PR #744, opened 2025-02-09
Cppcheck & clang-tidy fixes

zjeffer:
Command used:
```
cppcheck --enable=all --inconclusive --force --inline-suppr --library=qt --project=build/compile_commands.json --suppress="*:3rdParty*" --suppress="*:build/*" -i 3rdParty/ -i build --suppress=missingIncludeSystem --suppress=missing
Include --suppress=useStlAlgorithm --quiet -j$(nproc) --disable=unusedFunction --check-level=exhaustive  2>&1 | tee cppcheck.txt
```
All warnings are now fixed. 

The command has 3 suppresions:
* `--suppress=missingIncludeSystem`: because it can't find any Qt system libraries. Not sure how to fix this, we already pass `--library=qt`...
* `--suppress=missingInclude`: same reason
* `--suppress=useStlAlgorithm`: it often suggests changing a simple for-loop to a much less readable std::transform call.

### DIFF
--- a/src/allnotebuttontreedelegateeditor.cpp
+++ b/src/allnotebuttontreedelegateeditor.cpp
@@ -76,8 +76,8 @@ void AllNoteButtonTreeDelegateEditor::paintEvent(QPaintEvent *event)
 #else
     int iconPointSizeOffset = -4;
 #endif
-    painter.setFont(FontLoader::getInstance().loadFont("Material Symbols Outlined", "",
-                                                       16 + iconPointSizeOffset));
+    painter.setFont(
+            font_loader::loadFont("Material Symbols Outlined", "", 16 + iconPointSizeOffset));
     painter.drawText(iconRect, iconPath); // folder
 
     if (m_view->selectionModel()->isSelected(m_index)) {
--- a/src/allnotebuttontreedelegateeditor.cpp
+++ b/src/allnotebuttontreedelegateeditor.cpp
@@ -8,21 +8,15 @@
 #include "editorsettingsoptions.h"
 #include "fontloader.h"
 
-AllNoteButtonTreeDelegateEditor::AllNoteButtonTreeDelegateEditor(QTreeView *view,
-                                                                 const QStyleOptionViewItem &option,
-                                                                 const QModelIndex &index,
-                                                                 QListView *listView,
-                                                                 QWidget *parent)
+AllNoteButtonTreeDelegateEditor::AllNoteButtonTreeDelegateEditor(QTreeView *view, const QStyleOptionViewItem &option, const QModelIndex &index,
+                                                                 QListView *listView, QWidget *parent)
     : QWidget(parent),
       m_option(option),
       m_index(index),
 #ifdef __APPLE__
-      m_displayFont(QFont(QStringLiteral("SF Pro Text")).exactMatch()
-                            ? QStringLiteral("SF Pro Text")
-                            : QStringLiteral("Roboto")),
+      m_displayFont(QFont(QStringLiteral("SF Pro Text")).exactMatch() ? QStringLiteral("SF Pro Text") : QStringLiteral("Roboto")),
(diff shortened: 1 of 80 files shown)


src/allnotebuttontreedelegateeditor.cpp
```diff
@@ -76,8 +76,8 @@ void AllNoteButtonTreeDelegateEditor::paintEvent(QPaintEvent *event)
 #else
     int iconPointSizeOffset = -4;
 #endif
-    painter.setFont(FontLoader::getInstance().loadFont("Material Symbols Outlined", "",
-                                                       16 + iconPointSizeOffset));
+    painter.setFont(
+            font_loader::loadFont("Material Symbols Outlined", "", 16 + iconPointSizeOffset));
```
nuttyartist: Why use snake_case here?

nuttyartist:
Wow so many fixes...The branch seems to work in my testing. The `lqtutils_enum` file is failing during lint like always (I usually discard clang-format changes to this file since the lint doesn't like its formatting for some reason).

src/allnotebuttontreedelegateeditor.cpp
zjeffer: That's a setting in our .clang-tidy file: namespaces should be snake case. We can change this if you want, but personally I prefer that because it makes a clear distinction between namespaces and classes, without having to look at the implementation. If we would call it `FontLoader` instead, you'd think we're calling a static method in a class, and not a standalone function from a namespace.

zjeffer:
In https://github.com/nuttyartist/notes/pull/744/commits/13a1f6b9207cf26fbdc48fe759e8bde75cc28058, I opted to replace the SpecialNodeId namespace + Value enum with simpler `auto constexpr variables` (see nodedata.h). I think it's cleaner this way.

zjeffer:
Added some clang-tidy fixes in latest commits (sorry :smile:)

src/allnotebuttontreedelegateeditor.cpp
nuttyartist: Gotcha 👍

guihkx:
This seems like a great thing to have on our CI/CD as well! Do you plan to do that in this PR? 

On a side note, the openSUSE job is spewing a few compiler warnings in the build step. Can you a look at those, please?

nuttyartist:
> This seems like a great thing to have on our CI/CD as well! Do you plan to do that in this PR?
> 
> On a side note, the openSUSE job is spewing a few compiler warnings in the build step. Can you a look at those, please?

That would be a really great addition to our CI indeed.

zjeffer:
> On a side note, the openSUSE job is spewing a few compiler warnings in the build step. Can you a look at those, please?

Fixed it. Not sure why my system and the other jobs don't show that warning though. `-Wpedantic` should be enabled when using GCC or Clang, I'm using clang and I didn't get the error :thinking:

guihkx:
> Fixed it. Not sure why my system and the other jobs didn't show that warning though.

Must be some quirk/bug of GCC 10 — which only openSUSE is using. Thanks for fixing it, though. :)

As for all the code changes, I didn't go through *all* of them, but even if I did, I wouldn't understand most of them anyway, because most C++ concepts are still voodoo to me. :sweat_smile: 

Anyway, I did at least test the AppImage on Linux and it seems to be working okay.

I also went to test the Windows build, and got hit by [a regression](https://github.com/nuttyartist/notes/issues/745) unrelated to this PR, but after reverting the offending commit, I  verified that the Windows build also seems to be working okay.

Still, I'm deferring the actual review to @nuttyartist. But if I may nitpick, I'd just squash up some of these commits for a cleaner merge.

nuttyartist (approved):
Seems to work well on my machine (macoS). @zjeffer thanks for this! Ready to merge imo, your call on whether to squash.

———

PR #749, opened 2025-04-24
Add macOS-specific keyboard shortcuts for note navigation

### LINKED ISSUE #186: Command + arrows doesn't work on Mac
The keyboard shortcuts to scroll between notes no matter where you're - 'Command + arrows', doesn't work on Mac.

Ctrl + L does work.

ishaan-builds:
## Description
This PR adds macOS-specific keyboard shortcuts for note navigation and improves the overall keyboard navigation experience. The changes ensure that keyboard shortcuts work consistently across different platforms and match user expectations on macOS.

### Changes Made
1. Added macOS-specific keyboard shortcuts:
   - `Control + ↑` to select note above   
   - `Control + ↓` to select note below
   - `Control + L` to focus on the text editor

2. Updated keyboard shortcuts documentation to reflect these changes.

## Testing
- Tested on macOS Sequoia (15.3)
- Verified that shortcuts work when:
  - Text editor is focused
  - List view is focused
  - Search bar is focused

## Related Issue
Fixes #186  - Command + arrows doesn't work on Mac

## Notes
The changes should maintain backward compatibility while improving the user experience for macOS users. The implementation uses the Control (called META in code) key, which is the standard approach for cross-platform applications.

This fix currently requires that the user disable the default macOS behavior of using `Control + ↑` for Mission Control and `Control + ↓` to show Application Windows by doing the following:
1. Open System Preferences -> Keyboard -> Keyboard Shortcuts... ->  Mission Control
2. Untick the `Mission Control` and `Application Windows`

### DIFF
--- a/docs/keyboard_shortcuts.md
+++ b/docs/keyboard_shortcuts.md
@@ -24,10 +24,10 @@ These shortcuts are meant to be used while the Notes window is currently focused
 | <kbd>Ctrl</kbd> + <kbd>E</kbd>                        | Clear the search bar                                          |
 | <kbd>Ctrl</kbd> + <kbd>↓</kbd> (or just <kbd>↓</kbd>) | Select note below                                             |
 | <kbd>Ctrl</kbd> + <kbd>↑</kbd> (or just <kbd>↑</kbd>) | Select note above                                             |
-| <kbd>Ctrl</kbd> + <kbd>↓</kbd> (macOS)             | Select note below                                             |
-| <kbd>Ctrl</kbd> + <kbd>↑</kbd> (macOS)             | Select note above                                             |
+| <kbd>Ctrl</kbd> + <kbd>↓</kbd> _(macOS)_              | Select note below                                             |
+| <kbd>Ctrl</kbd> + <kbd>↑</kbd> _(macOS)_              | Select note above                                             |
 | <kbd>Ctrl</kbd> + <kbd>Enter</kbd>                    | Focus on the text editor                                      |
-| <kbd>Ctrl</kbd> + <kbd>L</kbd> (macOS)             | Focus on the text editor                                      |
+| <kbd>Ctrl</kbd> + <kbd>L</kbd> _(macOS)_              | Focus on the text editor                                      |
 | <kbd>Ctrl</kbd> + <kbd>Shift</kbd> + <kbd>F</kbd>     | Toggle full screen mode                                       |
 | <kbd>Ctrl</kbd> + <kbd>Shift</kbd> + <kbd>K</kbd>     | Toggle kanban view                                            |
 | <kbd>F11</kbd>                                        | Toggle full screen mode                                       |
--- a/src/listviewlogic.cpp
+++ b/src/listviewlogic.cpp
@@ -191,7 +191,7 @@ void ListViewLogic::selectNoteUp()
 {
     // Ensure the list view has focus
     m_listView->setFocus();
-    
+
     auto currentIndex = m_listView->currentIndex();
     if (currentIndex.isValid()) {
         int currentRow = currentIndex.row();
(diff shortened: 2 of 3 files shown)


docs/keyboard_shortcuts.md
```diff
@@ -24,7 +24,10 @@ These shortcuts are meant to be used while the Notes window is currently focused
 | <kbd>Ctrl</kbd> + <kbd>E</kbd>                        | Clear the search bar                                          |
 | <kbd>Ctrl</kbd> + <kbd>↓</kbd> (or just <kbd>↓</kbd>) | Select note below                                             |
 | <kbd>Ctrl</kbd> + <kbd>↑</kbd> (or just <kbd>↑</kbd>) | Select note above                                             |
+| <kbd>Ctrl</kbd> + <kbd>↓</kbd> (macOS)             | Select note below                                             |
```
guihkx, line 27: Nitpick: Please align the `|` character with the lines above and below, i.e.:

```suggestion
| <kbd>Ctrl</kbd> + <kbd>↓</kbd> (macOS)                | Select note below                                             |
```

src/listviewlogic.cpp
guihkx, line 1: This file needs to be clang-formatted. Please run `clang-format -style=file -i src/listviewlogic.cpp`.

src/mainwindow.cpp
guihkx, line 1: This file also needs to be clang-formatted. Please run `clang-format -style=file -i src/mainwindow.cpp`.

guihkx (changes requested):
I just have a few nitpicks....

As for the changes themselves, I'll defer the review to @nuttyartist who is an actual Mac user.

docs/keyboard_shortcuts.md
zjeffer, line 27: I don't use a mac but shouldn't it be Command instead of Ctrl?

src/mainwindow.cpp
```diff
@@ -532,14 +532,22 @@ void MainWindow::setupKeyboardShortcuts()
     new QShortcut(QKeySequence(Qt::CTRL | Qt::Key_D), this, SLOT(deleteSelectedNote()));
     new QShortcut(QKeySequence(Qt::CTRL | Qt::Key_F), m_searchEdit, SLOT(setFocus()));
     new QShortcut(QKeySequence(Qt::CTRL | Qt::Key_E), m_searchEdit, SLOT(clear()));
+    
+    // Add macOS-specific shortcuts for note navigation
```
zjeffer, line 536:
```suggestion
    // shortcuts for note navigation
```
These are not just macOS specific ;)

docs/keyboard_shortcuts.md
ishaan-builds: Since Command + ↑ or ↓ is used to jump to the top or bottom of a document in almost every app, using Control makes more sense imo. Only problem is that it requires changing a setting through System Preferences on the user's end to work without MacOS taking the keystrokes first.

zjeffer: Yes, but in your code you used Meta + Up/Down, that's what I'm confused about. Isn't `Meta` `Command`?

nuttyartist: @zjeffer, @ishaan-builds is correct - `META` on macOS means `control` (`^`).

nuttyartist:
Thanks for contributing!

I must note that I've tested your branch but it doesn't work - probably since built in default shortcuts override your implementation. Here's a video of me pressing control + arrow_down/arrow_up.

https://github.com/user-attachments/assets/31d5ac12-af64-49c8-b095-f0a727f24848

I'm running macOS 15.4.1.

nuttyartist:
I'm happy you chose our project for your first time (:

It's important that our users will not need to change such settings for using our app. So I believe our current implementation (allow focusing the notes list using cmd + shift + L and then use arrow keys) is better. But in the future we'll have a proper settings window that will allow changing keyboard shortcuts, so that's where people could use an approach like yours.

———

### Goal of the exercise
In the listing above, find the line containing "<kbd>Ctrl</kbd> + <kbd>↓</kbd> _(macOS)_" and the line containing "<kbd>Ctrl</kbd> + <kbd>L</kbd> _(macOS)_", then retype both and every line between them exactly, with nothing else.

### Your response
+| <kbd>Ctrl</kbd> + <kbd>↓</kbd> _(macOS)_              | Select note below                                             |
+| <kbd>Ctrl</kbd> + <kbd>↑</kbd> _(macOS)_              | Select note above                                             |
 | <kbd>Ctrl</kbd> + <kbd>Enter</kbd>                    | Focus on the text editor                                      |
-| <kbd>Ctrl</kbd> + <kbd>L</kbd> (macOS)             | Focus on the text editor                                      |
+| <kbd>Ctrl</kbd> + <kbd>L</kbd> _(macOS)_              | Focus on the text editor                                      |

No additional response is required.